I've had a few events so far where the discussion/feedback part had 1-2 white guys doing longgggg monologues about something unrelated to the main topic. Last time had some stoner guy ranting about the confusing service at airports here (the event was about Gaza). Before that it was some boomer guy trying to explain Madonna to the non-white teens in our group (the event was about trans rights). Sometimes it's just two white guys monologuing back and forth. It's super counter productive and cringe.

I'm just thinking of a hard rule. Like "if you're a white guy, you're welcome, but please try to listen more and keep unrelated monologues to a minimum."

For the record, I am a white dude.

  • alexandra_kollontai [she/her]
    ·
    5 days ago

    In my local org we have chaired meetings and a timer.

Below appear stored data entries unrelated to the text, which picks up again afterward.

PR #1443, opened 2019-10-14
Add rounded corners on CommandBar overflow menu

### LINKED ISSUE #1431: CommandBar's flyout portion needs also to be rounded
CommandBar's flyout seen below should also get rounded corner.
image

Checked with design team and this should follow the flyout pattern of 4px all corners.

kaiguo:
## Description

Adding 4px rounded corners for CommandBar overflow menu.

## Motivation and Context

Fixes #1431.

## How Has This Been Tested?

Added visual tree verification tests for CommandBar overflow menu and CommandBar itself.

image


mdtauk:
@kaiguo  In that example image, shouldn't the bottom two corners have a 0 CornerRadius, as it is extending from the bottom bar.

Also does this take into account the full width flyout, when in a narrow window/phone?

kaiguo:
> @kaiguo Kai Guo FTE In that example image, shouldn't the bottom two corners have a 0 CornerRadius, as it is extending from the bottom bar.
> 
> Also does this take into account the full width flyout, when in a narrow window/phone?

I think @chigy reviewed with design team and we decided to make it 4px for all corners, https://github.com/microsoft/microsoft-ui-xaml/issues/1431#issuecomment-541134728.

And I believe it applies to full width flyouts too.

chigy:
> > @kaiguo Kai Guo FTE In that example image, shouldn't the bottom two corners have a 0 CornerRadius, as it is extending from the bottom bar.
> > Also does this take into account the full width flyout, when in a narrow window/phone?
> 
> I think @chigy reviewed with design team and we decided to make it 4px for all corners, [#1431 (comment)](https://github.com/microsoft/microsoft-ui-xaml/issues/1431#issuecomment-541134728).
> 
> And I believe it applies to full width flyouts too.

That is correct. The image shared is what we expect the design to be.

PR #1444, opened 2019-10-14
TabViewItem should create AutomationName from Header

kmahone:
If the an app author does not explicitly assign an automation name to the TabViewItems in a TabView, the Narrator experience is poor, since Narrator will not announce any useful information when navigating between tabs.

To resolve this, we generate a name in the case where the app author has not already provided one. Since TabViewItem.Header is of object, we cannot guaranteed that we will be able to create a usable string, but if it supports IStringable (which string objects do) then we will use that.

For test coverage, I've deleted some cases where the test app was explicitly setting Automation Name so the tests now rely on the automatically generated name.


dev/TabView/TabViewItemAutomationPeer.cpp
```diff
@@ -24,3 +24,25 @@ winrt::AutomationControlType TabViewItemAutomationPeer::GetAutomationControlType
...
+    winrt::hstring returnHString = __super::GetNameCore();
+
+    // If a name hasn't been provided by AutomationProperties.Name in markup:
+    if (returnHString.empty())
+    {
+        if (auto tvi = Owner().try_as<winrt::TabViewItem>())
+        {
+            if (auto content = tvi.Header())
+            {
+                if (auto stringableName = content.try_as<winrt::IStringable>())
```
jevansaks: I see similar but not identical code in TreeViewItemAutomationPeer -- can you factor that out as a helper to turn an object into an accessible name?

https://github.com/microsoft/microsoft-ui-xaml/blob/fcaff88fbe7db256e7092bfdff650aa506cd65eb/dev/TreeView/TreeViewItemAutomationPeer.cpp#L92

kaiguo: I remember I fixed a TreeView bug recently where the string content in cx app was passed in as hstring directly and didn't implement IStringable interface. Maybe do some tests in cx app and see if it works there?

    At the start we quickly decide which member will be the chair. Doesn't really matter who. If someone wants to say something, they have to raise their hand and the chair has to call on them before they can talk. Then they have 3 minutes to say their piece. The chair keeps track of the timer and also decides who speaks next, so if two people are dominating the discussion by going back and forth, the chair can choose to wait a moment to see if anybody who hasn't spoken yet wants to raise their hand. We do this for like 40 minutes and then go into informal discussion once it feels like we've run out of things to say.

    At first I found this rigid and uncomfortable, but as soon as I attended a different org's meeting where they didn't have this policy, I wouldn't have it any other way. (Somebody talked about veganism for 45 minutes with long personal anecdotes, and everyone was too polite to tell him to shut up. And he wasn't even vegan.)